Directions for this task
Look through the listing and locate every line containing the word "docstring"; copy those lines.

Data for this exercise
PR #105, opened 2016-03-11
[Rhosinfra 25] Define required arguments

obaranov:
Dependent on PR: https://github.com/rhosqeauto/InfraRed/pull/102. 

Added 'required' parameter and 'required_only' for spec options. The 'required_only' can list the options that are only required with current option is set. For example for 'cleanup' option with don't need all the required options to be set. 

@yfried-redhat please review.


yfried-redhat:
requires_only is a good addition. however, it is not in clg doc. please add to our doc.
Please add unit-tests ("required" and "requires_only").

README.rst
```diff
@@ -117,15 +119,6 @@ There are two steps that should be done when adding a new plugin to InfraRed:
...
-2. Creating a default spec file (default.ini). 
-    This file should contain the default values for the command line arguments. All the default values should go under the name section names as a new plugin. Example::
-      
-      [virsh]
-      topology=all-in-one.yml
-      network=default.yml
-      ssh-key=~/.ssh/id_rsa
-      ssh-user=root
-
 3. Creating settings files.
```
aopincar: This one should be updated to be the second step now (and not the third).
RST supports '#' in enumerated lists for auto-enumeration. Please us it.

README.rst
```diff
@@ -89,6 +89,8 @@ InfraRed accepts the next sources of the input arguments (in priority order):
 
 3. Environment variables: ``HOST=earth ir-provision virsh --ssh_user=root``
 
+.. note:: The simple ini file with the default values can be generated with: ``ir-povision virsh --generate-conf-file=virsh.ini``
```
aopincar: Please mention the the ini file is based on defaults values from the spec file.

cli/conf.py
```diff
@@ -1,13 +1,10 @@
-import ConfigParser
-
 import clg
+import ConfigParser
```
aopincar: import order:
1. standard library imports
2. related third party imports
3. local application/library specific imports
(https://www.python.org/dev/peps/pep-0008/#imports)

cli/conf.py
```diff
@@ -38,102 +35,6 @@ def load_config_file():
         "Please set it in one of the following paths:\n")
 
 
-def IniFileType(value):
```
aopincar: Function names should be lowercase, with words separated by underscores.
(https://www.python.org/dev/peps/pep-0008/#function-names)

settings/provisioner/virsh/virsh.spec
```diff
@@ -8,28 +8,39 @@ subparsers:
                   host:
                       type: str
                       help: Address/FQDN of the BM hypervisor
+                      required: yes
                   ssh-user:
                       type: str
                       help: User to SSH to the host with
+                      default: root
+                      required: yes
```
aopincar: What's the point of using 'required' if 'default' is defined?
(Relevant for all options with 'required' & 'default' in this file)

settings/provisioner/virsh/virsh.spec
```diff
@@ -8,28 +8,39 @@ subparsers:
                   host:
                       type: str
                       help: Address/FQDN of the BM hypervisor
+                      required: yes
                   ssh-user:
                       type: str
                       help: User to SSH to the host with
+                      default: root
```
aopincar: Please add '(default: __DEFAULT__)' to the option's help wherever 'default' is defined, so the default value will be printed in the help screen.

settings/provisioner/virsh/virsh.spec
```diff
@@ -38,6 +49,7 @@ subparsers:
                   cleanup:
                       action: store_true
                       help: Clean given system instead of provisioning a new one
+                      requires_only: [host, ssh-user,  ssh-key, topology]
```
aopincar: +1
Haven't seen the implementation yet, but liked the idea!
Please document it in the project's README file.

cli/spec.py
```diff
@@ -0,0 +1,244 @@
...
+
+SPEC_EXTENSION = '.spec'
+LOOKUP_DICT = {
+    '__DEFAULT__': "default"
+}
+
+TRIM_PARAMS = ['default', 'required', 'requires_only']
+
+
+def IniFileType(value):
```
aopincar: Function names should be lowercase, with words separated by underscores.
(https://www.python.org/dev/peps/pep-0008/#function-names)

cli/spec.py
```diff
@@ -0,0 +1,244 @@
+import clg
```
aopincar: import order:
1. standard library imports
2. related third party imports
3. local application/library specific imports
(https://www.python.org/dev/peps/pep-0008/#imports)

cli/conf.py
```diff
@@ -38,102 +35,6 @@ def load_config_file():
...
-            for filename in [f for f in filenames
-                             if f.endswith(cls.SPEC_EXTENSION)]:
-                res.append(os.path.join(dirpath, filename))
-
-        return res
-
-
 config = load_config_file()
 
 # update clg types
```
aopincar: It may be more logical to move this to 'spec.py' where the new type is defined...

obaranov: I want to keep that in the config module. The intent is to have all the configuration logic in one place.

settings/provisioner/virsh/virsh.spec
obaranov: This will be added automatically. Check these line: https://github.com/obaranov/InfraRed/blob/RHOSINFRA-25/cli/spec.py#L198-L200

settings/provisioner/virsh/virsh.spec
obaranov: I've added that to have complete picture regarding all the spec arguments. 
Additionally, the default value can be overridden by env or ini file. 'Required' in will raise en exception when provided value is empty.

gamado:
retest

cli/spec.py
```diff
@@ -0,0 +1,244 @@
...
+TRIM_PARAMS = ['default', 'required', 'requires_only']
+
+
+def IniFileType(value):
+    """
+    The custom type for clg spec
+    :param value: the argument value.
+    :return: dict based on a provided ini file.
+    """
+    _config = ConfigParser.ConfigParser()
```
aopincar: No reason to make '_config" non-public by adding the leading underscore.

cli/spec.py
```diff
@@ -0,0 +1,244 @@
...
+    _config.read(value)
```
aopincar: Consider using 'readfp' instead of 'read'

cli/spec.py
```diff
@@ -0,0 +1,244 @@
...
+
+    d = dict(_config._sections)
```
aopincar: Please use more meaningful names for variables, and try to eliminate call directly to non-public variables, especially when you have methods for that.

Make the code more readability (for example):
res_dict = {}
for section in  config.sections():
    res_dict[section] = {} 
    for option,value in config.items(section):
        res_dict[section][option] = value
...
return res_dict

cli/spec.py
```diff
@@ -0,0 +1,244 @@
...
+
+SPEC_EXTENSION = '.spec'
+LOOKUP_DICT = {
+    '__DEFAULT__': "default"
+}
+
+TRIM_PARAMS = ['default', 'required', 'requires_only']
+
+
+def clg_ini_file(value):
```
aopincar: Function's name should describes what it does. In this case, this is function isn't related to 'clg'.
I suggest something like "ini_to_dict" "cfg_file_to_dict".

cli/spec.py
```diff
@@ -0,0 +1,244 @@
...
+            out_config.add_section(section)
+            for opt, value in defaults.iteritems():
+                if value is not None:
+                    out_config.set(section, opt, value)
+            with open(file_name, 'w') as configfile:    # save
+                out_config.write(configfile)
+        except Exception as ex:
+            raise exceptions.IRException(ex.message)
+        finally:
+            sys.exit(0)
```
aopincar: Two things in here:
1. Try to eliminate of calling sys.exit (especially outside the main method)
2. What will happen when exception is raised?!?

cli/spec.py
```diff
@@ -0,0 +1,244 @@
...
+
+def _get_specs(module_name, config):
+    """
+    Gets specs files as a dict from settings/<module_name> folder.
+    :param module_name: the module name: installer|provisioner|tester
+    """
+    res = {}
+    for spec_file in _get_all_specs(config, subfolder=module_name):
+        spec = yaml.load(
+            open(spec_file),
```
aopincar: Always make sure to close open files objects!
Any python Implementation has its own garbage collecting mechanism, some of them close open file automatically when there are no references to those file objects and some leave responsibility to the OS.
Using context manager (with statement) here will be much better!

cli/spec.py
```diff
@@ -0,0 +1,244 @@
...
+            Loader=yamlordereddictloader.Loader)
+        utils.dict_merge(res, spec)
+    return res
+
+
+def _get_all_specs(config, subfolder=None):
+    """
+    Gets all the list of all spec files.
```
aopincar: Please add params to the method's docstring

cli/spec.py
```diff
@@ -0,0 +1,244 @@
...
+    res = {}
+    for spec_file in _get_all_specs(config, subfolder=module_name):
+        spec = yaml.load(
+            open(spec_file),
+            Loader=yamlordereddictloader.Loader)
+        utils.dict_merge(res, spec)
+    return res
+
+
+def _get_all_specs(config, subfolder=None):
```
aopincar: You can make this method more atomic by having only one parameter 'root_dir'. It'll be the method caller responsibility to pass the right path. In the method itself, you'll just have to verify that the path exists.

cli/spec.py
```diff
@@ -0,0 +1,244 @@
...
+    """
+    Gets all the list of all spec files.
+    """
+    root_dir = utils.validate_settings_dir(
+        config.get('defaults', 'settings'))
+    if subfolder:
+        root_dir = os.path.join(root_dir, subfolder)
+
+    res = []
```
aopincar: How about this (which can save the need in iterate the list one more time) ?
```python
res_list = []
for root, _, files in os.walk(root_dir):
    res.extend([os.path.join(root, a_file) for a_file in files if a_file.endswith(SPEC_EXTENSION)])

return res_list
```

cli/spec.py
```diff
@@ -0,0 +1,244 @@
...
+    :param opt_name: the option name to process
+    :param opt_params: the dictionary of the option parameters
+        (help, type, default, etc)
+    """
+    for opt_param_name, param_value in opt_params.iteritems():
+        if opt_param_name in TRIM_PARAMS:
+            opt_params.pop(opt_param_name, None)
+
+
+def _get_specs(module_name, config):
```
aopincar: Please consider combining this method with 'get_all_specs'.

cli/spec.py
```diff
@@ -0,0 +1,244 @@
...
+        if 'requires_only' in arg_param:
+            only_args.extend(arg_param['requires_only'])
+    if len(set(unset_args).intersection(set(only_args))) > 0:
+        raise exceptions.IRConfigurationException(
+                "Required input arguments {} are not set!".format(unset_args))
+
+    return res_args
+
+# ***************************************************************
+# private methods
```
aopincar: There isn't really 'private' in python.
Why do you wanna them to be private? If the all purpose of the methods below is to be helper methods, consider making them non-public with only one leading underscore.

cli/spec.py
```diff
@@ -0,0 +1,244 @@
...
+        dict of options for subcommands
+    """
+    clg_options = _get_specs(module_name, config)
+    global_options, subcommands_options = __process_options(clg_options)
+    return clg_options, global_options, subcommands_options
+
+
+def __process_options(spec_dict, lookup=False, trim=False):
+    """
+    Goes through all the spec options modifies them by removing
```
aopincar: please add params to method's docstring.

cli/spec.py
```diff
@@ -0,0 +1,244 @@
...
+    # collect sub parser global_options
+    if 'subparsers' in spec_dict:
+        for subparser_name, params in spec_dict['subparsers'].iteritems():
+            subcommand_options[subparser_name], _ = __process_options(
+                params, lookup=True, trim=True)
+
+    return global_options, subcommand_options
+
+
+def __get_groups_options(options, spec_dict, lookup, trim):
```
aopincar: Usually functions with name that starts with 'get' supposed to return some calculated value.
Please add params to method's docstring.

cli/spec.py
```diff
@@ -0,0 +1,244 @@
...
+    """
+    Gets the dict of options nested within the spec groups
+    """
+    if 'groups' in spec_dict:
+        for group in spec_dict['groups']:
+            __get_flat_options(options, group, lookup, trim)
+
+
+def __get_flat_options(options, spec_dict, lookup, trim):
```
aopincar: Usually functions with name that starts with 'get' supposed to return some calculated value.

cli/spec.py
```diff
@@ -0,0 +1,244 @@
...
+    """
+    Gest the dict of options listed in the spec of group.
```
aopincar: Please add params to method's docstring.

cli/spec.py
```diff
@@ -0,0 +1,244 @@
...
+        for subparser_name, params in spec_dict['subparsers'].iteritems():
+            subcommand_options[subparser_name], _ = __process_options(
+                params, lookup=True, trim=True)
+
+    return global_options, subcommand_options
+
+
+def __get_groups_options(options, spec_dict, lookup, trim):
+    """
+    Gets the dict of options nested within the spec groups
```
aopincar: Please add params to method's docstring.

cli/spec.py
```diff
@@ -0,0 +1,260 @@
...
+    elif len(unset_args) > 0:
+        raise exceptions.IRConfigurationException(
+            "Required input arguments {} are not set!".format(
+                unset_args))
+    return res_args
+
+
+def _get_command_line_args(args, config, module_name):
+    """
+    Gets the arguments values from the command line.
```
aopincar: Please add more details about params and return values

cli/spec.py
```diff
@@ -0,0 +1,260 @@
...
+    """
+    clg_options, global_opts, subcommand_opts = \
```
aopincar: Where's the use in 'global_opts'? If it's unused, it probably shouldn't been returned.

cli/spec.py
```diff
@@ -0,0 +1,260 @@
...
+                "Required only input arguments {} are not set!".format(
+                    intersection))
+    elif len(unset_args) > 0:
+        raise exceptions.IRConfigurationException(
+            "Required input arguments {} are not set!".format(
+                unset_args))
+    return res_args
+
+
+def _get_command_line_args(args, config, module_name):
```
aopincar: Please consider rename this function to something more meaningful because it returns cmd line args ('res_args') and subcommand_opts also, or even think of split this function into two.

cli/spec.py
```diff
@@ -0,0 +1,260 @@
...
+    """
+    Loads the spec file as dict.
+
+    Returns tuple:
+        dict of options and groups for clg
+        dict of options without subcommands
+        dict of options for subcommands
+    """
+    clg_options = _get_specs(module_name, config)
+    global_options, subcommands_options = _process_options(clg_options)
```
aopincar: What about 'parser_options' & 'subparser_options'?

cli/spec.py
```diff
@@ -0,0 +1,260 @@
...
+    Gets the arguments values from the command line.
+    """
+    clg_options, global_opts, subcommand_opts = \
+        _load_spec_as_dict(module_name, config)
+    cmd = clg.CommandLine(clg_options)
+    res_args = vars(cmd.parse(args))
+    return res_args, subcommand_opts
+
+
+def _load_spec_as_dict(module_name, config):
```
aopincar: This function is not necessarily needed and a bit confusing also, you can call the inside functions from the outside directly

cli/spec.py
```diff
@@ -0,0 +1,260 @@
...
+    # collect sub parser global_options
+    if 'subparsers' in spec_dict:
+        for subparser_name, params in spec_dict['subparsers'].iteritems():
+            subcommand_options[subparser_name], _ = _process_options(
+                params, lookup=True, trim=True)
+
+    return global_options, subcommand_options
+
+
+def _process_groups_options(options, spec_dict, lookup, trim):
```
aopincar: Please consider more meaningful name (ex: 'get_parser_group_options')
Also, create and return dict object inside this function instead of receiving it from the outside.

cli/spec.py
```diff
@@ -0,0 +1,260 @@
...
+    :param lookup: specifies whether the options lookup is required.
+    :param trim: specifies whether the certain option
+        parameters should be removed
+    """
+    if 'groups' in spec_dict:
+        for group in spec_dict['groups']:
+            _process_flat_options(options, group, lookup, trim)
+
+
+def _process_flat_options(options, spec_dict, lookup, trim):
```
aopincar: Same as the comments for the function above:
Please consider more meaningful name (ex: 'get_parser_options')
Also, create and return dict object inside this function instead of receiving it ('options') from the outside.

cli/spec.py
```diff
@@ -0,0 +1,260 @@
...
+        dict of options and groups for clg
+        dict of options without subcommands
+        dict of options for subcommands
+    """
+    clg_options = _get_specs(module_name, config)
+    global_options, subcommands_options = _process_options(clg_options)
+    return clg_options, global_options, subcommands_options
+
+
+def _process_options(spec_dict, lookup=False, trim=False):
```
aopincar: Please consider more meaningful name (ex: 'get_command_and_subcommand_options')

cli/spec.py
```diff
@@ -0,0 +1,260 @@
...
+                _lookup_option(opt_name, opt_params)
+
+            # get a parameters copy with all the keys.
+            options[opt_name] = dict(opt_params)
+
+            if trim:
+                _trim_option(opt_name, opt_params)
+
+
+def _lookup_option(opt_name, opt_params):
```
aopincar: Where is the use in 'opt_name'?

cli/spec.py
```diff
@@ -0,0 +1,260 @@
...
+                    param_value.replace(lookup_string, str(opt_params.get(
+                        lookup_key, lookup_string)))
+
+    # insert default value into help.
+    if 'help' in opt_params and 'default' in opt_params:
+        opt_params['help'] += " | Default value: {}".format(
+            opt_params['default'])
+
+
+def _trim_option(opt_name, opt_params):
```
aopincar: Where is the use in 'opt_name'?

cli/spec.py
```diff
@@ -0,0 +1,260 @@
...
+    # first check __*__ pattern
+    for opt_param_name, param_value in opt_params.iteritems():
+        for lookup_string, lookup_key in LOOKUP_DICT.iteritems():
+            if lookup_string in str(param_value):
+                opt_params[opt_param_name] = \
+                    param_value.replace(lookup_string, str(opt_params.get(
+                        lookup_key, lookup_string)))
+
+    # insert default value into help.
+    if 'help' in opt_params and 'default' in opt_params:
```
aopincar: Please remember that we're using the 'clg' module, user's may add '__DEFAULT__' in option's help. If a user already provided the '__DEFAULT__' in help, there is not need to add this addition.

cli/spec.py
```diff
@@ -0,0 +1,260 @@
...
+
+
+def _trim_option(opt_name, opt_params):
+    """
+    Removes the defined option parameters.
+    :param opt_name: the option name to process
+    :param opt_params: the dictionary of the option parameters
+        (help, type, default, etc)
+    """
+    for opt_param_name, param_value in opt_params.iteritems():
```
aopincar:
```python
for trim_param in TRIM_PARAMS:
    opt_params.pop(trim_param, None)
```

cli/spec.py
```diff
@@ -0,0 +1,260 @@
...
+    """
+    Looks for all the specs for specified module
+    and parses the commandline input arguments accordingly.
+
+    :param module_name: the module name: installer|provisioner|tester
+    :param config: the infrared configuration file
+    :param args: additional arguments to pass to the clg.
+    """
+
+    res_args, subcommand_opts = _get_command_line_args(args, config,
```
aopincar: It's a bit confusing for me, try to split it into to steps:
1. get clg_opts
2. get subcommand_opt

You can try something like this:
```python
clg_options = _parse_command_line(...)
subcommand_options = _get_subcommand_options(...)
```
 Or maybe even to separate subcommand options from command options in clg_options object
```python
print clg_options
{'command_options': {...},
'subcommand_options': {...}
}
```

cli/spec.py
```diff
@@ -0,0 +1,260 @@
...
+                                                       module_name)
+
+    # get the default values
+    command_args = subcommand_opts[res_args['command0']]
+    defaults = {k: v.get('default', None)
```
aopincar: There's no need to hold options with no default value
```python
defaults = {option: attributes['default'] for option, attributes in command_args.iteritems() if 'default' in attributes}
```

cli/spec.py
```diff
@@ -0,0 +1,260 @@
...
+                for k, v in command_args.iteritems()}
+
+    # generate config file if required
+    if res_args.get('generate-conf-file', None):
```
aopincar: I see you've removed the call to sys.exit, great!
Do we need to continue with the flow after this if if the user provide the '--generate-conf-file' flag?
If not, you need to break the flow in one of two ways:
1. 'return' in the end of the if block (@tkammer will not like it...)
2. insert the rest of the code into an 'else' block

cli/utils.py
```diff
@@ -195,6 +201,7 @@ def string_to_list(value, separator=',', append_to_list=True):
             value = [value, ]
     return value
```
aopincar: This methods works with dictionaries, which are mutable objects. There is no need to return the object you're passing into the method, someone may think this method return a new dict object...

cli/spec.py
```diff
@@ -0,0 +1,260 @@
...
+        upper_arg_name = arg_name.upper()
+        if arg_value is None and upper_arg_name in os.environ:
+            defaults[arg_name] = os.getenv(upper_arg_name)
+
+    # override defaults with the ini file args
+    if 'from-file' in res_args:
+        file_args = res_args['from-file']
+        if file_args is not None and res_args['command0'] in file_args:
+            defaults = utils.dict_merge(
+                file_args[res_args['command0']],
```
aopincar: Please take a look on the comment on dict_merge function. (about the return)

cli/spec.py
```diff
@@ -0,0 +1,260 @@
...
+
+    # replace defaults with cli
+    utils.dict_merge(res_args, defaults,
+                     conflict_resolver=utils.ConflictResolver.none_resolver)
+
+    # check if we have all the required arguments defined at the end of merge
+    unset_args = []
+    only_args = []
+    for arg_name, arg_param in command_args.iteritems():
+        if 'required' in arg_param and \
```
aopincar:
```python
if 'required' in arg_param and \
    arg_param['required'] and \
```
<==>
```python
if arg_param.get('required', None) \
```

cli/spec.py
```diff
@@ -0,0 +1,260 @@
...
+                arg_param['required'] and \
+                res_args.get(arg_name, None) is None:
+            unset_args.append(arg_name)
+        if 'requires_only' in arg_param:
+            only_args.extend(arg_param['requires_only'])
+    if len(only_args) > 0:
```
aopincar:
```python
if len(only_args) > 0:
```
<==>
```python
if only_args:
```

cli/spec.py
```diff
@@ -0,0 +1,260 @@
...
+        intersection = set(unset_args).intersection(set(only_args))
+        if len(intersection) > 0:
+            raise exceptions.IRConfigurationException(
+                "Required only input arguments {} are not set!".format(
+                    intersection))
+    elif len(unset_args) > 0:
```
aopincar:
```python
elif len(unset_args) > 0:
```
<==>
```python
elif unset_args:
```

cli/spec.py
```diff
@@ -0,0 +1,260 @@
...
+    for arg_name, arg_param in command_args.iteritems():
+        if 'required' in arg_param and \
+                arg_param['required'] and \
+                res_args.get(arg_name, None) is None:
+            unset_args.append(arg_name)
+        if 'requires_only' in arg_param:
+            only_args.extend(arg_param['requires_only'])
+    if len(only_args) > 0:
+        intersection = set(unset_args).intersection(set(only_args))
+        if len(intersection) > 0:
```
aopincar:
```python
if len(intersection) > 0:
```
<==>
```python
if intersection:
```

cli/spec.py
```diff
@@ -0,0 +1,260 @@
...
+        for option, value in config.items(section):
+            value = utils.string_to_list(value, append_to_list=False)
+            res_dict[section][option] = value
+
+        res_dict[section].pop('__name__', None)
+
+    return res_dict
+
+
+def parse_args(module_name, config, args=None):
```
aopincar: This function is very long... Try to move the code blocks inside into own functions with meaningful names so it will be easier to read and understand

cli/utils.py
obaranov: This method converts string to the list. So the 'value' is a string and immutable. I will keep return there.

aopincar: Sorry, wrong line... my comment was for the 'dict_merge' method!

cli/utils.py
```diff
@@ -76,7 +82,6 @@ def dict_merge(first, second, path=None,
                 conflict_resolver(first, second, key)
         else:
             first[key] = second[key]
-    return first
```
aopincar: Please take a look on the comment a gave on the return value in 'string_to_list' method by mistake.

Response to this task
aopincar: Please add params to the method's docstring
aopincar: please add params to method's docstring.
Please add params to method's docstring.
aopincar: Please add params to method's docstring.
aopincar: Please add params to method's docstring.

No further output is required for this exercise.